((

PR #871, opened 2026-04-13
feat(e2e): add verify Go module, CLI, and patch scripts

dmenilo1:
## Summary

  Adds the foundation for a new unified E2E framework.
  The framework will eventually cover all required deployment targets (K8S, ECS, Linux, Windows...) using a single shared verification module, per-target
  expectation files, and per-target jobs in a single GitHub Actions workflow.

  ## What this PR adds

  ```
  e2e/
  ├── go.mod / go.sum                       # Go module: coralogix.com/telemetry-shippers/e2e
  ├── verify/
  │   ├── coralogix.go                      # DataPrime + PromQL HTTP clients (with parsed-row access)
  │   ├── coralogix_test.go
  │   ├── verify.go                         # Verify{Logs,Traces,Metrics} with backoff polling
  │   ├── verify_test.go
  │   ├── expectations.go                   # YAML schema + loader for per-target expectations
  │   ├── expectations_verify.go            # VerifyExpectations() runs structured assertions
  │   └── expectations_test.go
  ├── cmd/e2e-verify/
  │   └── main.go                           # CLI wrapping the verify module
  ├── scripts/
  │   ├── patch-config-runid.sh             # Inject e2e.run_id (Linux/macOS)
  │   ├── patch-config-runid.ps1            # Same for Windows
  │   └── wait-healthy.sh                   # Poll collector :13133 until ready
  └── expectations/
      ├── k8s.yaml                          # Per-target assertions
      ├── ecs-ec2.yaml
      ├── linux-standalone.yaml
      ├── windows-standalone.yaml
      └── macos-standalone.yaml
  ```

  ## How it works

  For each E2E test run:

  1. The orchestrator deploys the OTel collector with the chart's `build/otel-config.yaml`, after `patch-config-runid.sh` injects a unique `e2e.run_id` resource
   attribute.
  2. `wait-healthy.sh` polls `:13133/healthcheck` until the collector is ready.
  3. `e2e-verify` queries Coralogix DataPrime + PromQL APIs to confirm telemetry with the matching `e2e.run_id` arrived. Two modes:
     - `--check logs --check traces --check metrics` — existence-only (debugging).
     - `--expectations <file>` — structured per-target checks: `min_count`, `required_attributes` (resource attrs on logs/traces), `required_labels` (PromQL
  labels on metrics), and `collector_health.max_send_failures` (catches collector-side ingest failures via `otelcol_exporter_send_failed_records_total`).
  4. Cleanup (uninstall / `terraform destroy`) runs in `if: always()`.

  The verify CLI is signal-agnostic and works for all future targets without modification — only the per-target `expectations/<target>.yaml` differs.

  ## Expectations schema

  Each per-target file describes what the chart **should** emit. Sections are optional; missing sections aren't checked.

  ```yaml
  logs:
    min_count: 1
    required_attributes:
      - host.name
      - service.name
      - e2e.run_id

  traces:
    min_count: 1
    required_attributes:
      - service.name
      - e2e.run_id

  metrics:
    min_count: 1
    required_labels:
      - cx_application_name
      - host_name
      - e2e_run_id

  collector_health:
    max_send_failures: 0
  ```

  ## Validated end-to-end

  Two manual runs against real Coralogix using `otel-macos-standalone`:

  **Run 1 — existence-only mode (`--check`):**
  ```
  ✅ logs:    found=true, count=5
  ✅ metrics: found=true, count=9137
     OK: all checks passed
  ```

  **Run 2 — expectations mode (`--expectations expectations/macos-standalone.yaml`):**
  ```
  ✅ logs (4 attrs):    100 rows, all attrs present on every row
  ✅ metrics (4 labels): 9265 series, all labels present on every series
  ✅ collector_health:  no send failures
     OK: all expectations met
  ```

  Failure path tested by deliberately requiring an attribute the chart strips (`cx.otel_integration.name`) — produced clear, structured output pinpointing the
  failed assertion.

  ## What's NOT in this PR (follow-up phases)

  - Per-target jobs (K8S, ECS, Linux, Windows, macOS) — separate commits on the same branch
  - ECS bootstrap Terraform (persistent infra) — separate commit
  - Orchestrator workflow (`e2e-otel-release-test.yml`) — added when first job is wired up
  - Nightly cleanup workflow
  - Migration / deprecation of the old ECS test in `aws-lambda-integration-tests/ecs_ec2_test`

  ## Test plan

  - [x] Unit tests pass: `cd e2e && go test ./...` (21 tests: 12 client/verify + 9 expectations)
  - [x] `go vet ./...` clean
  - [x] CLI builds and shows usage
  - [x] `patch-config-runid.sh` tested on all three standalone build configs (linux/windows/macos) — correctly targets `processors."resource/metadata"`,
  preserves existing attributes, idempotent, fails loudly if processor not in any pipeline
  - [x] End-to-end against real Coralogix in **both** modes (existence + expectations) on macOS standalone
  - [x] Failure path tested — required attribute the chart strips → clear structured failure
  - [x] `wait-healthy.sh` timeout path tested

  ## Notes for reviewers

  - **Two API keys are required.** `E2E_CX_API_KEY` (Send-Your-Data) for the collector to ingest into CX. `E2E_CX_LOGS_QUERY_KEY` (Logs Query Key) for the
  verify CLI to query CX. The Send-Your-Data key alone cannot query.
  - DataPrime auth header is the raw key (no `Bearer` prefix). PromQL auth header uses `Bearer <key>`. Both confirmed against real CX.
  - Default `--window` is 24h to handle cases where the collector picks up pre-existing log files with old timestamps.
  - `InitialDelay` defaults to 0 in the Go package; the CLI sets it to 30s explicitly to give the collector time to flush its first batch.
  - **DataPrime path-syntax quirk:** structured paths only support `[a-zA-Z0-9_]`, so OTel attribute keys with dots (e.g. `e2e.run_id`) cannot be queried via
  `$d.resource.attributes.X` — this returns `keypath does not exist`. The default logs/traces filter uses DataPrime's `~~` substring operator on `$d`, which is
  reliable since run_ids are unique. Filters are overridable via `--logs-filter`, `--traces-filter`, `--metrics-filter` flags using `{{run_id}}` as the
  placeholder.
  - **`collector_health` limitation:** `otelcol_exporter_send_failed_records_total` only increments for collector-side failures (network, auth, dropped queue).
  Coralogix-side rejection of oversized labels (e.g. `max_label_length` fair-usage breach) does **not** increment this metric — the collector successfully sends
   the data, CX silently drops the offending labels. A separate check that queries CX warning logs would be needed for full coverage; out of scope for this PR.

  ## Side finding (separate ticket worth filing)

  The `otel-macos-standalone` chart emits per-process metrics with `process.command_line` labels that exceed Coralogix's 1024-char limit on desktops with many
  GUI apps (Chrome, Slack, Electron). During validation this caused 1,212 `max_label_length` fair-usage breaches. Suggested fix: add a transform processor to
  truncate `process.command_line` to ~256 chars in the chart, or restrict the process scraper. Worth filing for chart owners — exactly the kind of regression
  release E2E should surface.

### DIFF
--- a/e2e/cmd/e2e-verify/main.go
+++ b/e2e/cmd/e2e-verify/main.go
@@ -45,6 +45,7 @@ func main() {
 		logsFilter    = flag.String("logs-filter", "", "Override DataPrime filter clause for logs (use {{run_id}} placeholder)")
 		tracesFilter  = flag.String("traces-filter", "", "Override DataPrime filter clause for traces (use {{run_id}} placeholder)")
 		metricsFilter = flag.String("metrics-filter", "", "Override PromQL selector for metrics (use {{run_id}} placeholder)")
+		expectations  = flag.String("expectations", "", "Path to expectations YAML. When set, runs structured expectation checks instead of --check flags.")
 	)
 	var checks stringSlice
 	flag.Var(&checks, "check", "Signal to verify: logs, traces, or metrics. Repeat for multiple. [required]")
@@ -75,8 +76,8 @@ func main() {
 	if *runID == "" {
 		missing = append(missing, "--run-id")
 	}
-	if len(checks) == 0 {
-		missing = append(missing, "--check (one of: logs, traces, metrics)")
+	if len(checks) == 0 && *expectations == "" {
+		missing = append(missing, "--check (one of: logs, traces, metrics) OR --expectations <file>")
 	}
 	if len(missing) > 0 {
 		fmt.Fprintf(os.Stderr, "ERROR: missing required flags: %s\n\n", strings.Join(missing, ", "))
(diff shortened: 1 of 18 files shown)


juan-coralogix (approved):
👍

))
((

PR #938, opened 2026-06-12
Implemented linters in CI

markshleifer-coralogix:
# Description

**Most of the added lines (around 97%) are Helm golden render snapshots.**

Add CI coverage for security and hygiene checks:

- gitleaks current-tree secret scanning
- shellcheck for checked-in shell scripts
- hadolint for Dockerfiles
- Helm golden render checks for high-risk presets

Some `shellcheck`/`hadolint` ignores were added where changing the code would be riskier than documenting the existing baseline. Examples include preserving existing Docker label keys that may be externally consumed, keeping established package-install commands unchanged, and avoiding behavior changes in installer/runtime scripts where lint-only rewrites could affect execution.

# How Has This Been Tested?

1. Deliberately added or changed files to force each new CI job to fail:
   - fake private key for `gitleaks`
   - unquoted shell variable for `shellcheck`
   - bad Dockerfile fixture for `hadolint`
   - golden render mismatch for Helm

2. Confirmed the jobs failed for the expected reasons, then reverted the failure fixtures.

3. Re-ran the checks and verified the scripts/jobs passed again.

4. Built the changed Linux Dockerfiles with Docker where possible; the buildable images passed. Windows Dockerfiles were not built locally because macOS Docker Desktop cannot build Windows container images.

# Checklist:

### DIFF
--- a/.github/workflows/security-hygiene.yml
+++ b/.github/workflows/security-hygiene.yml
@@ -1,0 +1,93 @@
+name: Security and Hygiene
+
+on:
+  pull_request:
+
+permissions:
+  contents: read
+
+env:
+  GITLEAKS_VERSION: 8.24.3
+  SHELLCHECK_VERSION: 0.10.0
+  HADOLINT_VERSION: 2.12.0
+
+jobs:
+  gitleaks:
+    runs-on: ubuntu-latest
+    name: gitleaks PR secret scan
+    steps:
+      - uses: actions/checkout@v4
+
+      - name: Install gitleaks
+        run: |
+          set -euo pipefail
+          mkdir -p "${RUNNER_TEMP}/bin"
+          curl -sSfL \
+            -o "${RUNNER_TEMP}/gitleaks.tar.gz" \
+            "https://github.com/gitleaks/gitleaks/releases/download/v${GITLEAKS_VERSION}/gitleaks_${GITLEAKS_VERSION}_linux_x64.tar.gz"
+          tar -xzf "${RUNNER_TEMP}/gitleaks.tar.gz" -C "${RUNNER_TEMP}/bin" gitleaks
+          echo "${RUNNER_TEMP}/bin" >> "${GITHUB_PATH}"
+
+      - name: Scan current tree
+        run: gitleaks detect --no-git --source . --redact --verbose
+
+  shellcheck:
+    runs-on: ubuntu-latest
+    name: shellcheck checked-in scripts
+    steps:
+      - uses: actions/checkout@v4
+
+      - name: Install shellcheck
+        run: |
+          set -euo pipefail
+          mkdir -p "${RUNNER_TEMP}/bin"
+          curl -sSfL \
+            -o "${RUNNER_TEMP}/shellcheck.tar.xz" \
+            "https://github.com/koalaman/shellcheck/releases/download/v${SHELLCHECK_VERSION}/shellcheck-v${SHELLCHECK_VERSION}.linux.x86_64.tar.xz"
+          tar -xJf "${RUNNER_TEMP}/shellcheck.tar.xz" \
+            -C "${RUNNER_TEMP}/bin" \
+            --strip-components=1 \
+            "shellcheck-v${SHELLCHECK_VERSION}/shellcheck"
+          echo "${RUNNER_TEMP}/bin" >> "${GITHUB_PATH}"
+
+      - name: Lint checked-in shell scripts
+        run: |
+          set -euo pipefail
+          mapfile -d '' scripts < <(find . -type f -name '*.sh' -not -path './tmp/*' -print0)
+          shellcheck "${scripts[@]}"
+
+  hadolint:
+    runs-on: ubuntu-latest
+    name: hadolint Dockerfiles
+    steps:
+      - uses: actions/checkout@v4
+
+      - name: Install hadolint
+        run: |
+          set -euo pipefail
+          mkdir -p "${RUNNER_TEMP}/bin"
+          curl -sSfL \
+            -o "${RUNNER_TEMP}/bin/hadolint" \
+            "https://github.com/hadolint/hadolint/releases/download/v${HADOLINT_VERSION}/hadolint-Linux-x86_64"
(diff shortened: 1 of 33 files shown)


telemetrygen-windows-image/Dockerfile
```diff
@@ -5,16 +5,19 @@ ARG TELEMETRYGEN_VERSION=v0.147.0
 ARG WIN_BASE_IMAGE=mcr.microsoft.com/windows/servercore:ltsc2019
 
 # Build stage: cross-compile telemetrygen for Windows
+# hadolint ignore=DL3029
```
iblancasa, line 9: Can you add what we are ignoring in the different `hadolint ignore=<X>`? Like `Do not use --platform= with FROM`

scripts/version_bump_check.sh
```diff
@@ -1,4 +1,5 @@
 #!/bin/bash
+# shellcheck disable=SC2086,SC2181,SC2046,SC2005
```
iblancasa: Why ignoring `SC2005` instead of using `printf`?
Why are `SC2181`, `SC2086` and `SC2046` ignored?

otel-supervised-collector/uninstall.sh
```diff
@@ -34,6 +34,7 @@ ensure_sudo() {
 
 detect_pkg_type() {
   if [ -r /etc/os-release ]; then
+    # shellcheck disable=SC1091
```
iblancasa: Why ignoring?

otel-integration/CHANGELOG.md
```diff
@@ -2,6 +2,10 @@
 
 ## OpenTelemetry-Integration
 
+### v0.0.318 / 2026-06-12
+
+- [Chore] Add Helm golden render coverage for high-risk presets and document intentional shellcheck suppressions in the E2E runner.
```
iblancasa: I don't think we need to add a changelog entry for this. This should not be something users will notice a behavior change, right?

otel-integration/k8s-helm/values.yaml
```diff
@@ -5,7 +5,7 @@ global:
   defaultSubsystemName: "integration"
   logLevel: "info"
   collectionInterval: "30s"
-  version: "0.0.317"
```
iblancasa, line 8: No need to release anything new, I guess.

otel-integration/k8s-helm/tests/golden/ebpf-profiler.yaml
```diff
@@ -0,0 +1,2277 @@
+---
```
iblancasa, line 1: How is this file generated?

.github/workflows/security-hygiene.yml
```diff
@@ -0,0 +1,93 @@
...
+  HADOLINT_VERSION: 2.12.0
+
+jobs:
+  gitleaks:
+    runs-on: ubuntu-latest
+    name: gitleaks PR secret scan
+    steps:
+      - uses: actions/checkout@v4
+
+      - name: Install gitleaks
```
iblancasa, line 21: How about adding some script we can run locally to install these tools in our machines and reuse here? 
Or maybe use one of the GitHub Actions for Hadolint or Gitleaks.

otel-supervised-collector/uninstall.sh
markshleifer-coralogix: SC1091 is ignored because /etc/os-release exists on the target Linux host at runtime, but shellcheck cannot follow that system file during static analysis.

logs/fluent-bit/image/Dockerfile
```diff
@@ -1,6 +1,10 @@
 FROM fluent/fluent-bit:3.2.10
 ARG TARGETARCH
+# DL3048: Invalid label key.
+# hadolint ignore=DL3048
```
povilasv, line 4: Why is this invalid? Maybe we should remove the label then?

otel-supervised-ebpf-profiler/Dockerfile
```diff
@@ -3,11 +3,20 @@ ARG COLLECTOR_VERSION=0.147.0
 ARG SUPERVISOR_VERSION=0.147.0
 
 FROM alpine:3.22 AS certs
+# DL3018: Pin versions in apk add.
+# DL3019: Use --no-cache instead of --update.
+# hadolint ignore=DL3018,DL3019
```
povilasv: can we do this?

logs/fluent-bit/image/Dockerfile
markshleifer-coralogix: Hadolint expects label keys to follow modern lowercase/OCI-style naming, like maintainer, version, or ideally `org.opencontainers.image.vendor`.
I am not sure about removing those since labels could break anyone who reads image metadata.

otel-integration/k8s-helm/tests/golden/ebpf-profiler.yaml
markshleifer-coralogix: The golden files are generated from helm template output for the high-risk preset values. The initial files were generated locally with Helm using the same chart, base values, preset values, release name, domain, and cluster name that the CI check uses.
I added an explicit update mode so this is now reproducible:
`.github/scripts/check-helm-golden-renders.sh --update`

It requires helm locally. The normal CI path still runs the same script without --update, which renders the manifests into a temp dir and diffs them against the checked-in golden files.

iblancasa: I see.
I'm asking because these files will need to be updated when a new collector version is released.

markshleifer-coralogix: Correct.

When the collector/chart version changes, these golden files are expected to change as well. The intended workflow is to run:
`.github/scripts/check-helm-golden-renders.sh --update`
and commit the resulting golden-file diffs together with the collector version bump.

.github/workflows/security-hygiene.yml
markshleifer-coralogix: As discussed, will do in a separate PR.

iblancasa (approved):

))
((

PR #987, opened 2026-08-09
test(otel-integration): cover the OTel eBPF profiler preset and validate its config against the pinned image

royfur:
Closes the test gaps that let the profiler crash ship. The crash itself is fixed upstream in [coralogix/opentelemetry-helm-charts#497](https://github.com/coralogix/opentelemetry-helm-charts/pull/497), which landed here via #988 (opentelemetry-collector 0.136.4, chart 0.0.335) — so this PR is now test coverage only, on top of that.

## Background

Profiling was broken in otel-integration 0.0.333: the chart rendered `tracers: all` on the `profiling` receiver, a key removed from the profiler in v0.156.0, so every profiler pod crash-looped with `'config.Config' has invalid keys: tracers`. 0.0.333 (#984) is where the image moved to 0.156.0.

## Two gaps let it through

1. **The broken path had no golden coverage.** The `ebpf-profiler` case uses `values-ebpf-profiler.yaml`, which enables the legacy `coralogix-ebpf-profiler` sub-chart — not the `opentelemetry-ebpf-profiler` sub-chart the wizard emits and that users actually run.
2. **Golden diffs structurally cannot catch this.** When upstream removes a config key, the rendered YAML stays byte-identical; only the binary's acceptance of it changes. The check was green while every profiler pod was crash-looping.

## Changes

))

About this task => Your answer should be the exact lines above from the one with "1. The orchestrator" through the one with "collector is ready.", both included, and nothing besides.

Exercise result =>
  1. The orchestrator deploys the OTel collector with the chart's `build/otel-config.yaml`, after `patch-config-runid.sh` injects a unique `e2e.run_id` resource
   attribute.
  2. `wait-healthy.sh` polls `:13133/healthcheck` until the collector is ready.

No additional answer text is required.